**Task directions**
Below is a set of entries; copy all of them exactly.

Data listing: Begin

Issue #55, opened 2024-02-05
Improve development setup instructions


translatenix:
I'm trying to build Pkl on Ubuntu 22.04/WSL 2.0.14. (I'd prefer to build directly in Windows but ran into https://github.com/apple/pkl/issues/20 and failing tests.) After reading through `DEVELOPMENT.adoc`, I have the following questions:

What does "Setup Gradle on your system" entail? (`./gradlew build` seems to work fine without further setup.)

How do I make `./gradlew buildNative` work? Currently, task `:pkl-cli:alpineExecutableAmd64` fails with:
```
/usr/bin/ld: cannot find -lz: No such file or directory
```

Further up I see:
```
[7/7] Creating image...                                                                                  (0.0s @ 1.86GB)
Fatal error: java.lang.RuntimeException: There was an error linking the native image: Linker command exited with 1

Based on the linker command output, possible reasons for this include:
1. It appears as though libz:.a is missing. Please install it.
```

Installing package `zlib1g-dev`, which contains `/usr/lib/x86_64-linux-gnu/libz.a`, didn't solve the problem.

The good news is that after tinkering with the build scripts to exclude the Alpine build and test tasks, `./gradlew build buildNative` succeeded. So I think I'm pretty close...

bioball:
The Alpine executable depends on musl. You can see how we set it up in our CI here: https://github.com/apple/pkl/blob/main/.circleci/jobs/BuildNativeJob.pkl#L78-L90

But, if you just want to build it locally, you should be able to just do `./gradlew linuxExecutableAarch64` or `./gradlew linuxExecutableAmd64` depending on your architecture. But yeah, changing the build script to exclude the Alpine stuff works too!

For Gradle: I suppose that also implies setting up the JDK, but evidently enough you've already done that.

translatenix:
Thanks for the pointers! I found more info here: https://www.graalvm.org/latest/reference-manual/native-image/guides/build-static-executables/#prerequisites-and-preparation

I think most (WSL) Linux users won't bother to set up a musl toolchain. But we'd still like to run the native build as advertised (`./gradlew buildNative`). How about only running the Alpine tasks if a musl toolchain (i.e., `~/staticdeps/bin/x86_64-linux-musl-gcc`) is present? If this sounds good, I'll send a pull request.

> For Gradle: I suppose that also implies setting up the JDK, but evidently enough you've already done that.

[...]

PR #83, opened 2024-02-07
Only build static executable if musl toolchain is installed

translatenix:
This improves the development experience for (WSL) Linux users. They can now run "./gradlew buildNative" without having a musl toolchain installed. In this case, only the dynamically linked executable will be built.

### DIFF
--- a/buildSrc/src/main/kotlin/BuildInfo.kt
+++ b/buildSrc/src/main/kotlin/BuildInfo.kt
@@ -97,7 +97,7 @@ open class BuildInfo(project: Project) {
 
   val hasMuslToolchain: Boolean by lazy {
     // see "install musl" in .circleci/jobs/BuildNativeJob.pkl
-    File(System.getProperty("user.home"), "staticdeps/bin/musl-gcc").exists()
+    File(System.getProperty("user.home"), "staticdeps/bin/x86_64-linux-musl-gcc").exists()
   }
 
   val os: org.gradle.internal.os.OperatingSystem by lazy {
--- a/buildSrc/src/main/kotlin/BuildInfo.kt
+++ b/buildSrc/src/main/kotlin/BuildInfo.kt
@@ -95,6 +95,11 @@ open class BuildInfo(project: Project) {
     java.lang.Boolean.getBoolean("releaseBuild")
   }
 
+  val hasMuslToolchain: Boolean by lazy {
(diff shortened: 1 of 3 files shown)


holzensp:
Help me understand WSL a little better (I haven't used it for years and back then not for real); why would WSL users use the `Alpine` builds? I guess this comes with two sub-questions:
* Does `gw linuxExecutableAmd64` work on WSL?
* If so, shouldn't the fix be to improve platform detection (`buildNative` should end up building `linuxExecutableAmd64`)?

translatenix:
This PR achieves exactly what you're proposing: If no musl toolchain is installed, `buildNative` should only build `linuxExecutableAmd64` and should skip `alpineExecutableAmd64`. The problem isn't specific to WSL but applies to Linux in general. Prior discussion: https://github.com/apple/pkl/issues/55#issuecomment-1929075962

buildSrc/src/main/kotlin/BuildInfo.kt
```diff
@@ -95,6 +95,11 @@ open class BuildInfo(project: Project) {
     java.lang.Boolean.getBoolean("releaseBuild")
   }
 
+  val hasMuslToolchain: Boolean by lazy {
+    // see "install musl" in .circleci/jobs/BuildNativeJob.pkl
+    File(System.getProperty("user.home"), "staticdeps/bin/musl-gcc").exists()
```
bioball, line 100: Quick suggestion: this is slightly less brittle because this is ultimately what our `native-image` build looks for

```suggestion
    File(System.getProperty("user.home"), "staticdeps/bin/x86_64-linux-musl-gcc").exists()
```

bioball (approved):
Thank you!

buildSrc/src/main/kotlin/BuildInfo.kt
```diff
@@ -97,7 +97,7 @@ open class BuildInfo(project: Project) {
 
   val hasMuslToolchain: Boolean by lazy {
     // see "install musl" in .circleci/jobs/BuildNativeJob.pkl
-    File(System.getProperty("user.home"), "staticdeps/bin/musl-gcc").exists()
+    File(System.getProperty("user.home"), "staticdeps/bin/x86_64-linux-musl-gcc").exists()
```
translatenix, line 100: FYI I used “staticdeps/bin/musl-gcc” because according to a comment in BuildNativeJob.pkl, that’s the path expected by GraalVM.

Data listing: End

**Response area**
Issue #55, opened 2024-02-05
Improve development setup instructions


translatenix:
I'm trying to build Pkl on Ubuntu 22.04/WSL 2.0.14. (I'd prefer to build directly in Windows but ran into https://github.com/apple/pkl/issues/20 and failing tests.) After reading through `DEVELOPMENT.adoc`, I have the following questions:

What does "Setup Gradle on your system" entail? (`./gradlew build` seems to work fine without further setup.)

How do I make `./gradlew buildNative` work? Currently, task `:pkl-cli:alpineExecutableAmd64` fails with:
```
/usr/bin/ld: cannot find -lz: No such file or directory
```

Further up I see:
```
[7/7] Creating image...                                                                                  (0.0s @ 1.86GB)
Fatal error: java.lang.RuntimeException: There was an error linking the native image: Linker command exited with 1

Based on the linker command output, possible reasons for this include:
1. It appears as though libz:.a is missing. Please install it.
```

Installing package `zlib1g-dev`, which contains `/usr/lib/x86_64-linux-gnu/libz.a`, didn't solve the problem.

The good news is that after tinkering with the build scripts to exclude the Alpine build and test tasks, `./gradlew build buildNative` succeeded. So I think I'm pretty close...

bioball:
The Alpine executable depends on musl. You can see how we set it up in our CI here: https://github.com/apple/pkl/blob/main/.circleci/jobs/BuildNativeJob.pkl#L78-L90

But, if you just want to build it locally, you should be able to just do `./gradlew linuxExecutableAarch64` or `./gradlew linuxExecutableAmd64` depending on your architecture. But yeah, changing the build script to exclude the Alpine stuff works too!

For Gradle: I suppose that also implies setting up the JDK, but evidently enough you've already done that.

translatenix:
Thanks for the pointers! I found more info here: https://www.graalvm.org/latest/reference-manual/native-image/guides/build-static-executables/#prerequisites-and-preparation

I think most (WSL) Linux users won't bother to set up a musl toolchain. But we'd still like to run the native build as advertised (`./gradlew buildNative`). How about only running the Alpine tasks if a musl toolchain (i.e., `~/staticdeps/bin/x86_64-linux-musl-gcc`) is present? If this sounds good, I'll send a pull request.

> For Gradle: I suppose that also implies setting up the JDK, but evidently enough you've already done that.

[...]

PR #83, opened 2024-02-07
Only build static executable if musl toolchain is installed

translatenix:
This improves the development experience for (WSL) Linux users. They can now run "./gradlew buildNative" without having a musl toolchain installed. In this case, only the dynamically linked executable will be built.

### DIFF
--- a/buildSrc/src/main/kotlin/BuildInfo.kt
+++ b/buildSrc/src/main/kotlin/BuildInfo.kt
@@ -97,7 +97,7 @@ open class BuildInfo(project: Project) {
 
   val hasMuslToolchain: Boolean by lazy {
     // see "install musl" in .circleci/jobs/BuildNativeJob.pkl
-    File(System.getProperty("user.home"), "staticdeps/bin/musl-gcc").exists()
+    File(System.getProperty("user.home"), "staticdeps/bin/x86_64-linux-musl-gcc").exists()
   }
 
   val os: org.gradle.internal.os.OperatingSystem by lazy {
--- a/buildSrc/src/main/kotlin/BuildInfo.kt
+++ b/buildSrc/src/main/kotlin/BuildInfo.kt
@@ -95,6 +95,11 @@ open class BuildInfo(project: Project) {
     java.lang.Boolean.getBoolean("releaseBuild")
   }
 
+  val hasMuslToolchain: Boolean by lazy {
(diff shortened: 1 of 3 files shown)


holzensp:
Help me understand WSL a little better (I haven't used it for years and back then not for real); why would WSL users use the `Alpine` builds? I guess this comes with two sub-questions:
* Does `gw linuxExecutableAmd64` work on WSL?
* If so, shouldn't the fix be to improve platform detection (`buildNative` should end up building `linuxExecutableAmd64`)?

translatenix:
This PR achieves exactly what you're proposing: If no musl toolchain is installed, `buildNative` should only build `linuxExecutableAmd64` and should skip `alpineExecutableAmd64`. The problem isn't specific to WSL but applies to Linux in general. Prior discussion: https://github.com/apple/pkl/issues/55#issuecomment-1929075962

buildSrc/src/main/kotlin/BuildInfo.kt
```diff
@@ -95,6 +95,11 @@ open class BuildInfo(project: Project) {
     java.lang.Boolean.getBoolean("releaseBuild")
   }
 
+  val hasMuslToolchain: Boolean by lazy {
+    // see "install musl" in .circleci/jobs/BuildNativeJob.pkl
+    File(System.getProperty("user.home"), "staticdeps/bin/musl-gcc").exists()
```
bioball, line 100: Quick suggestion: this is slightly less brittle because this is ultimately what our `native-image` build looks for

```suggestion
    File(System.getProperty("user.home"), "staticdeps/bin/x86_64-linux-musl-gcc").exists()
```

bioball (approved):
Thank you!

buildSrc/src/main/kotlin/BuildInfo.kt
```diff
@@ -97,7 +97,7 @@ open class BuildInfo(project: Project) {
 
   val hasMuslToolchain: Boolean by lazy {
     // see "install musl" in .circleci/jobs/BuildNativeJob.pkl
-    File(System.getProperty("user.home"), "staticdeps/bin/musl-gcc").exists()
+    File(System.getProperty("user.home"), "staticdeps/bin/x86_64-linux-musl-gcc").exists()
```
translatenix, line 100: FYI I used “staticdeps/bin/musl-gcc” because according to a comment in BuildNativeJob.pkl, that’s the path expected by GraalVM.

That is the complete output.